PR #300, opened 2026-08-01
Replace kplib alias with direct knowledge_schema symbol imports

bmerkle:
## Summary
- `knowledge_schema` exports classes only (`Quantity`, `Quantifier`, `Facet`, `ConcreteEntity`, `ActionParam`, `Action`, `KnowledgeResponse`), so per the import style guidelines in #299/AGENTS.md this is a direct-symbol-import case.
- Removes the `from . import knowledge_schema as kplib` alias (flagged as a smell in [#112](https://github.com/microsoft/typeagent-py/issues/112#issuecomment-4270060508)) everywhere it appears — 10 files in `src/typeagent`, 8 test files, 2 tool scripts — replacing `kplib.X` with a direct `from .knowledge_schema import X, Y, Z` import of the symbols actually used at each call site.
- Mechanical change only; no behavior change.
- Phase 1 of the import-consistency cleanup tracked in #298.

## Test plan
- [x] `make format check test` — 0 pyright errors (Python 3.12 and 3.14), 737 passed / 12 skipped

PR #305, opened 2026-08-01
Use direct-symbol imports for knowpro.interfaces in storage/sqlite

bmerkle:
## Summary
- `knowpro/interfaces.py` is a Protocol/dataclass/type-alias-only aggregator (explicitly re-exporting via `__all__` from `interfaces_core`/`interfaces_indexes`/`interfaces_search`/`interfaces_serialization`/`interfaces_storage` — exempted from AGENTS.md's "no re-export" rule by its own exception clause). Per the import style guidelines in #299/AGENTS.md, a classes-only module like this defaults to direct-symbol import — same reasoning as the `knowledge_schema`/kplib fix in #300.
- `storage/sqlite/` was the lone subpackage using `import interfaces` + qualified access (7/7 files, internally consistent with itself but diverging from the other 41 files in the codebase, which already import symbols directly from `interfaces`).
- Converts all 7: `collections.py`, `messageindex.py`, `propindex.py`, `provider.py`, `reltermsindex.py`, `semrefindex.py`, `timestampindex.py` — ~42 symbol usages total.
- `storage/sqlite/provider.py` had two separate `from ...knowpro.interfaces import ...` lines (one pre-existing direct, one newly added by this change) — isort merged them into a single import block.
- Found via a whole-project import-style scan, tracked in #298.

**Deferred, separate concern** (not part of this PR): a few files (`conversation_base.py`, `add_messages.py`, `storage/sqlite/provider.py`, `podcast_ingest.py`) partially bypass the `interfaces` aggregator, importing some symbols from `.interfaces` and others directly from `.interfaces_core`/`.interfaces_storage` in the same file. That's a different axis of inconsistency (aggregator vs. defining-submodule) — tracked in #298 as a follow-up, not addressed here.

## Test plan
- [x] `make` (format, check on 3.12/3.14, test, build) — 0 pyright errors, 737 passed / 12 skipped, wheel builds

### DIFF
--- a/src/typeagent/storage/sqlite/collections.py
+++ b/src/typeagent/storage/sqlite/collections.py
@@ -8,27 +8,36 @@ import sqlite3
 import typing
 
 from ...aitools.embeddings import NormalizedEmbedding
-from ...knowpro import interfaces, serialization
+from ...knowpro import serialization
+from ...knowpro.interfaces import (
+    IMessage,
+    IMessageCollection,
+    IMessageTextIndex,
+    ISemanticRefCollection,
+    SemanticRef,
+    SemanticRefData,
+    SemanticRefMetadata,
+    TextLocation,
+    TextRange,
+)
 from .schema import ShreddedMessage, ShreddedSemanticRef
 
 
-class SqliteMessageCollection[TMessage: interfaces.IMessage](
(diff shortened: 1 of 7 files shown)


bmerkle:
@robgruen would you mind taking a look at this one when you get a chance? Thanks!

PR #347, opened 2021-09-22
make loading subparsers modular

andlaus:
i.e., all python modules underneath the cantools module's 'subparsers' directory are loaded as subparsers automatically. This is a prerequisite to start modularizing cantools.


juleq (approved):
Good to see it being taken on :). Thought about it today because of the pending code generator PR: Since I am not a user of that subparser at present, I would rather not review those changes. Someone that is more invested in that functionality might be a better fit. Enhancing modularization will certainly help going forward. Maybe even dedicated subparser ownership in the future?.

I have read the code, but did not run it. But since CI did so, I'd be ready to merge.

andlaus:
> Thought about it today because of the pending code generator PR: Since I am not a user of that subparser at present, I would rather not review those changes. 

I share that sentiment. I would also like to see alternative code generators, e.g., ones based on template engines like mako (cf #151) or jinja (my personal favorite) as well as generators for more exotic languages like c++, go and rust. For all of those I am too cowardly to merge this functionality into the current monolitic repo but I think there would not be much in the way to merging such stuff into something like a `cantools-codegen` repo...

> Maybe even dedicated subparser ownership in the future?

yep, that's also my plan :)

> I'd be ready to merge.

please do.

PR #349, opened 2021-10-08
ensure that the result of decode() can be fed back into encode()

andlaus:
the named signal value changes broke this...


andlaus:
> Good catch. Think this justifies a release?

A point release probably yes. That said, it seems like nobody noticed during the last month or so, so it's unlikely to be an urgent issue...

PR #350, opened 2021-10-08
encode(): bail out when specifying unknown signals in strict mode

andlaus:
this ensures that encoding fails if the passed dictionary contains entries that do not correspond to a signal specified in the database. The previous behavior was to silently ignore the entry. This is very useful for preventing typos or copy-and-pastos...

### DIFF
--- a/cantools/database/can/message.py
+++ b/cantools/database/can/message.py
@@ -383,6 +383,14 @@ class Message(object):
         if scaling:
             self._check_signals_ranges_scaling(signals, data)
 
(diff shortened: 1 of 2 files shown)


andlaus:
ok: I rebased this on the latest master version (#349 caused some minor merge conflict), but now suddenly coveralls thinks that the test coverage decreased by 3.6% instead of a slight increase before the rebase. Since coveralls only shows green in the details, I suppose that its summary is spurious once again...

PR #361, opened 2021-11-18
ARXML: improve reference handling

andlaus:
This improves handling of references in ARXML insofar that arbitrary objects may now be referenced (instead of just elements of packages) and that the somewhat reasonable use cases for relative references are now supported.

### DIFF
--- a/cantools/database/can/formats/arxml.py
+++ b/cantools/database/can/formats/arxml.py
@@ -84,7 +84,7 @@ class SystemLoader(object):
             raise ValueError('This class only supports AUTOSAR '
                              'versions 3 and 4')
 
-        self._arxml_reference_cache = {}
+        self._create_arxml_references_dict()
 
     def autosar_version_newer(self, major, minor=None, patch=None):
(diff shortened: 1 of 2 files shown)


juleq:
I cannot do an in-depth review on this. But since new features are welcome, just ask for a merge when done. Done?

andlaus:
> Done?

regarding the ARXML functionality, yes: as far as I can see it works and it should not regress anything. You *might* have a few more general some objections, though. (e.g. I tend to mess up the coding style quite often...)

juleq:
I see :). Most notably, there are a few places where you have violated Erics rule concerning the nowline before and after compund statements (if, for). I like that rule ^^.

andlaus:
> I see :). Most notably, there are a few places where you have violated Erics rule concerning the newline before and after compund statements (if, for). I like that rule ^^.

okay, I hope to have fixed this by now. (note: given that this was rather trivial, it was quite a bit more work than I anticipated...)

PR #362, opened 2021-11-22
ARXML: always pretend to be version 4.0 for AR4

andlaus:
For some reason, all AR 4 revisions always use "http://autosar.org/schema/r4.0" as their XML namespace. To find out the exact AUTOSAR revision (i.e., 4.0, 4.1, 4.2, ...), the "xsi:schemaLocation" attribute of the root tag needs to be examined. Since this is pretty fragile (the used naming scheme has changed during the AR4 journey and with the latest naming scheme there seems to be no programmatic way to associate the value of schemaLocation with the AR revision), we pretend to always use AR 4.0. If incompatible changes between AR4 revisions are encountered in the future, it can be supported by implementing all posibilities and backtracking if necessary.

### DIFF
--- a/cantools/database/can/formats/arxml.py
+++ b/cantools/database/can/formats/arxml.py
@@ -522,10 +522,11 @@ class SystemLoader(object):
                 return None
 
             literal_spec = \
-                self._follow_arxml_reference(base_elem=signal_elem,
-                                             arxml_path=ref_elem.text,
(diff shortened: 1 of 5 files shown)


andlaus:
> Maybe their strategy is to only bump the namespace on major?

possibly. I somehow doubt that there will ever be an AR5, though...

> Should I "auto-merge" changes to arxml? I think you might be the most advanced user there :).

If you're happy with the code quality and coverage: sure...

PR #367, opened 2021-11-26
ARXML: extract the signal values for "invalid signal"

andlaus:
for many -- but not all -- signals, this is the same as initial value.


andlaus:
@juleq : merge at will...

PR #368, opened 2021-11-30
ARXML: extract bus information

andlaus:
This internalizes the information about the CAN buses which can be provided by ARXML files. most of the infrastructure was already present, the exception is the FD baudrate which was not around, supposedly because the base DBC file format (probably) does not support CAN-FD.

Besides this, I added the file format version of the input file to the autosar specifics of the database and cleaned up the message loading code slightly (to avoid using nested functions).


andlaus:
@juleq: as usual; merge at will

PR #372, opened 2021-12-07
Prune signal choices

andlaus:
This gets rid if redundant prefixes of the named values of signals thus reducing visual noise when decoding such signals considerably while still guaranteeing the uniqueness and validity of the new names.

On one hand, this requires minor modifications for some of the user scripts (sorry in advance to all affected users), but on the other hand, I think that it improves usability considerably enough to enable it by default.

### DIFF
--- a/cantools/database/__init__.py
+++ b/cantools/database/__init__.py
@@ -5,6 +5,7 @@ from .errors import Error
 from ..compat import fopen
 from . import can
 from . import diagnostics
+from . import utils
 import textparser
 import diskcache
 
@@ -96,6 +97,7 @@ def load_file(filename,
               database_format=None,
               encoding=None,
               frame_id_mask=None,
+              prune_choices=True,
               strict=True,
               cache_dir=None):
     """Open, read and parse given database file and return a
@@ -177,6 +179,7 @@ def load_file(filename,
             return load(fin,
                         database_format,
                         frame_id_mask,
+                        prune_choices,
                         strict)
     else:
         return _load_file_cache(filename,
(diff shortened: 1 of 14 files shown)


andlaus:
@juleq: I'd like to have your opinion here; shall the default for this be on or off when loading a database? I think that the results when turning it on much easier to read (in particular for large databases), but this constitutes an API change that might be undesireable...

juleq:
I am for reducing clutter when context is already provided.

And the option to output these "fully qualified choices" remains available. If users have parsers consuming the output, they can flick the switch to restore previous behaviour. Hopefully they just do split->last, that won't even break.

If we merge it i'd say a major bump is warranted.

andlaus:
> If we merge it i'd say a major bump is warranted.

I agree. I guess that it should also be mentioned in the release notes. (I noticed that you went through the hassle of creating some for the last release. nice!)

juleq:
Hold your horses. I just used Githubs shiny auto release notes feature for that. They are derived from your commit messages ;).

andlaus:
> They are derived from your commit messages ;).

another motivation for doing comprehensive commit messages ;)

juleq:
Sorry. Busy. I think I'll get to it tomorrow.

AxelVoitier:
Hello,

I came here after updating cantools broke several applications of ours...
Ok, you have a switch for it. But the sensible default was to keep behaviour unchanged. A major version bump is not an excuse for a reckless chanbe like that ...

juleq:
@AxelVoitier The default is set back to the old behaviour now. That said, I would recommend:

- Take part in discussions around the development of cantools if you depend on it
- Starting off a discussion without terms like "excuse" and "reckless" is probably advisable to make fast progress (and as a bonus it will lighten the mood)
- Have a test suite that tests for breaking changes
- Fix your dependencies to a version that you deem stable for your purposes

Best regards

Issue #375, opened 2021-12-20
arxml.py file issue. I can't load arxml database.


linpanusst:
I have some problem with load the arxml database file in the python object. The error message is :
`  File "C:\ProgramData\Anaconda3\lib\site-packages\cantools\database\can\formats\arxml.py", line 87, in parse_int_string
    return int(in_string, 0) # autodetect the base
ValueError: invalid literal for int() with base 0: '0.0'`

I have checked the input. The input is in_string variable is "0.0". It seams that int(in_string, 0) can't decode "0.0". However "0" works fine.
I checked that "21.0" also failed. "21" works fine.

andlaus:
it seems like the code expects an integer but a floating point value is specified by your file. I don't have any file which does this (e.g. fractional scaling works by providing integers for the numerator and the denominator), but if  you provide a test case which validates against the ARXML XSD, I'll fix this...

linpanusst:
Ok, I will prepare some simple test case via your e-mail which is open on your github home page before 2021.12.23. Thank you for  your time.

linpanusst:
Ok, I will prepare some simple test case via your e-mail which is open on your github home page before 2021.12.23. Thank you for  your time.

linpanusst:
> it seems like the code expects an integer but a floating point value is specified by your file. I don't have any file which does this (e.g. fractional scaling works by providing integers for the numerator and the denominator), but if you provide a test case which validates against the ARXML XSD, I'll fix this...

Hi, I have e-mail you some test data. Sorry for the delay due to some health problem. Thank you for your time.

PR #379, opened 2022-01-11
ARXML: be more lenient about accepting floating point values

andlaus:
Besides accepting fractional values for floating point signals, we now also accept floating point values whenever we expect integers provided that the specified value exhibits a decimal value of `.0`. This is a superset of the AUTOSAR mandated behavior, i.e. all valid ARXML files can be loaded correctly but not all files that can be loaded are valid. (We already do this in some places so we do not really get less standard-adherent...)

This hopefully fixes [#375](https://github.com/cantools/cantools/issues/375). thanks to [at]linpanusst for bringing up this issue and for providing a publishable ARXML file to reproduce it!

### DIFF
--- a/cantools/database/can/formats/arxml.py
+++ b/cantools/database/can/formats/arxml.py
@@ -71,7 +71,20 @@ class AutosarMessageSpecifics(object):
 
 
 
-def parse_int_string(in_string):
+def parse_number_string(in_string, allow_float=False):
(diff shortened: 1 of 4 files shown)


simontegelid:
Looks good to me!

andlaus:
> Looks good to me!

Feel free to press The Green Button :)

PR #382, opened 2022-01-14
3 Bugfixes related to dbc files

erzoe:
This pull request contains three fixes for what looked like bugs to me at first.

1) The `value` attribute of a `NamedSignalValue` instance is now an `int` instead of a `str`
   see commit 14362f9ca70bb27a12aed753806041aa799a5f3c
2) A choice named `"CmdRespOK"` was loaded as `"K"` and a choice named `"CmdRespErr"` was loaded as `"rr"`. While looking into this I have found that abbreviating the names is the intended default behavior and can be disabled with `prune_choices=False` and I have added that to the doc string of `load_file`. But the algorithm assumes the names contain underscores and if they don't it strips away too much of their name. Therefore I have changed the behavior of `prune_choices=True` to not abbreviate choice names which don't include an underscore.
   see commit 2fd5199baa744f60127a19de27b3ad7dd73a12af
3) Loading a dbc file and dumping it changed the order of multiplexed signals every time the dbc file was loaded and dumped. This is not a problem as long as only computers look at the file. But if a human wants to review certain changes this makes things difficult. While looking into this I have realized that not preserving the order of the signals is the intended behavior, signals are sorted by the start bit when loaded and reversed in order when written to the file. When using multipexed messages, however, it might make sense to not sort the signals by their start bit. I have therefore added a keyword argument `reverse_signals` which if explicitly set to `False` prevents the sorting and reversing of signals.
   see commits 749ef66b81a4b8b020a275f994fddd5cb93e505e and b643cd0eb89de78122aaca925a2db2f126658ddd


cantools/database/__init__.py
```diff
@@ -78,6 +78,7 @@ def _load_file_cache(filename: StringPathLike,
                      frame_id_mask: Optional[int],
                      strict: bool,
                      cache_dir: str,
+                     sort_signals : bool,
```
andlaus, line 81: possibly, it's better to specify a compare function (or `None` if the signals ought not to be sorted). Anyway I'm also fine with the proposed solution...

cantools/database/can/formats/dbc.py
```diff
@@ -556,7 +560,7 @@ def _dump_senders(database):
     return bo_tx_bu
 
 
-def _dump_comments(database):
+def _dump_comments(database, reverse_signals):
```
andlaus, line 563: as above: passing a `sort_fn` (or similar) function would be more general...

cantools/database/can/formats/dbc.py
```diff
@@ -1006,7 +1022,7 @@ def _load_value_tables(tokens):
 
     for value_table in tokens.get('VAL_TABLE_', []):
         name = value_table[1]
-        choices = {int(number): NamedSignalValue(number, text) for number, text in value_table[2]}
+        choices = {int(number): NamedSignalValue(int(number), text) for number, text in value_table[2]}
```
andlaus, line 1025: hm, I'm wondering why this worked at all before. Anyway, explitly casting this to int should not hurt...

cantools/database/utils.py
```diff
@@ -297,6 +297,11 @@ def prune_signal_choices(signal):
 
     if i >= 0:
         full_prefix = full_prefix[0:i]
+    else:
+        # full_prefix does not contain an underscore
+        # but the following algorithm assumes it does
+        # and would strip too much
+        return
```
andlaus, line 304: ops. that's a bug indeed. Thanks for the fix! Question: should we just remove the common prefix? this would imply that your examples get reduced to "Err" and "OK", but depending on the conventions used, it might lead to unexpected results as well...

tests/test_database.py
```diff
@@ -384,6 +384,26 @@ def test_dbc_load_empty_choice(self):
         self.assertEqual(message.signals[2].name, 'no_choice')
         self.assertEqual(message.signals[2].choices, None)
```
andlaus, line 386: is there no test for changing the order of the signals? (would it make sense to sort the messages as well, BTW?)

andlaus (commented):
Thanks for fixing my embarassing mistakes :). The PR looks good to me; besides the usual nitpicks, I'd just like to see a test about the signal ordering...

tests/test_database.py
juleq: I think dbc retains the order of messages chronologically.

cantools/database/__init__.py
erzoe: good idea, I have implemented that in commit a802630078421a75fd12d9ce9a931bc2c81f2379. And while implementing that I have found another bug, see commit bdc543c79af2e263f3f3bb906862b584bd5876ce. While I was at it I have also added a few more type hints in commit fedc1d7dc6e1a500c938d3770b5df43926ade892.

cantools/database/can/formats/dbc.py
erzoe: I have implemented that in commit 3f0916797c6e7fdb0199a18b24e2d191d5513775. Unfortunately I'm not very experienced with typing yet and mypy isn't happy with what I've done. Do you know how to fix those errors?

tests/test_database.py
erzoe: I'm not aware of any currently existing tests for the sorting of signals which happens by default. I have added a test for *not* sorting the signals in commit fc68778c9e3ec08ac6520b648f12e05f63e7babf, though. But I intend to add a test for passing a function to the new `sort_signals` parameter and also for leaving it out.

erzoe: I don't think it makes much sense to sort the messages. If a user wants them sorted they can easily add a `db.messages.sort(key=lambda msg: msg.frame_id)` to their script.

andlaus: good point

cantools/database/can/formats/dbc.py
erzoe: I have found the solution, mypy is happy now

cantools/database/can/database.py
```diff
@@ -17,6 +17,7 @@
 from .internal_database import InternalDatabase
 from .message import Message
 from .node import Node
+from ..utils import type_sort_signals, sort_signals_by_start_bit, DEFAULT
```
andlaus, line 20: I guess it is advisable to rename `DEFAULT` to `dont_sort_signals`, or `sort_signals_default`

cantools/database/utils.py
```diff
@@ -337,3 +343,12 @@ def prune_database_choices(database):
         for signal in message.signals:
             prune_signal_choices(signal)
 
+
+DEFAULT: Final = 'default'
```
andlaus, line 347: this might better be a function (which does nothing) just like the other sort functions? It would simplify the typing, but on the other hand, this would make implementing different behaviors for multiple file formats complicated. You decide.

andlaus (commented):
except for the unexpressive `utils.DEFAULT` name, I think this is ready to go in.

cantools/database/can/database.py
erzoe: I used a generic name because I thought this might be useful for other arguments, too. But I don't mind renaming it to `SORT_SIGNALS_DEFAULT`. (Done.) I am surprised that you are suggesting snake case names, though, as constants are [usually](https://www.python.org/dev/peps/pep-0008/#constants) written in upper case. Or does cantools follow a different coding style?

`dont_sort_signals` would not be a fitting name because the default action depends on the file format (when dumping files). Not sorting is the default for kcd files but for dbc files the default is to sort the signals by their start bit in *de*scending order. (I am not particularly happy with this default but I didn't want to change the default behaviour.) I have documented this in the [doc string of `dump_file`](https://github.com/erzoe/cantools/blob/bugfix-dbc/cantools/database/__init__.py#L217).

For loading files the default is to always sort the signals by their start bit in *a*scending order. I have documented this in the [doc string of `load_string`](https://github.com/erzoe/cantools/blob/bugfix-dbc/cantools/database/__init__.py#L314).

If a user does not want sorting they should pass `sort_signals=None`.

cantools/database/utils.py
erzoe: Yes, passing in a function would have simplified typing but I think passing a function which is not executed but compared whether it is a certain object would be somewhat confusing. And now that we have `type_sort_signals` it is easy to maintain.

juleq:
Thanks for the fixes. All checks passing. Tell me when you are ready to merge.

erzoe:
> Thanks for the fixes. All checks passing. Tell me when you are ready to merge.

I'm ready

cantools/database/can/database.py
andlaus: Thanks for the rename, all is golden now AFAICS...

> I am surprised that you are suggesting snake case names, though, as constants are usually written in upper case. Or does cantools follow a different coding style?

no, you're right. I suppose that this is just a bad old habit of mine ;)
▬▬▬▬▬▬
* **DIRECTIONS FOR THIS TASK**
Using the records above, write out exactly the lines between the one holding "-522,10 +522,11 @@" and the one holding "possibly. I somehow", inclusive; leave everything else out.

* **RESULT**
@@ -522,10 +522,11 @@ class SystemLoader(object):
                 return None
 
             literal_spec = \
-                self._follow_arxml_reference(base_elem=signal_elem,
-                                             arxml_path=ref_elem.text,
(diff shortened: 1 of 5 files shown)


andlaus:
> Maybe their strategy is to only bump the namespace on major?

possibly. I somehow doubt that there will ever be an AR5, though...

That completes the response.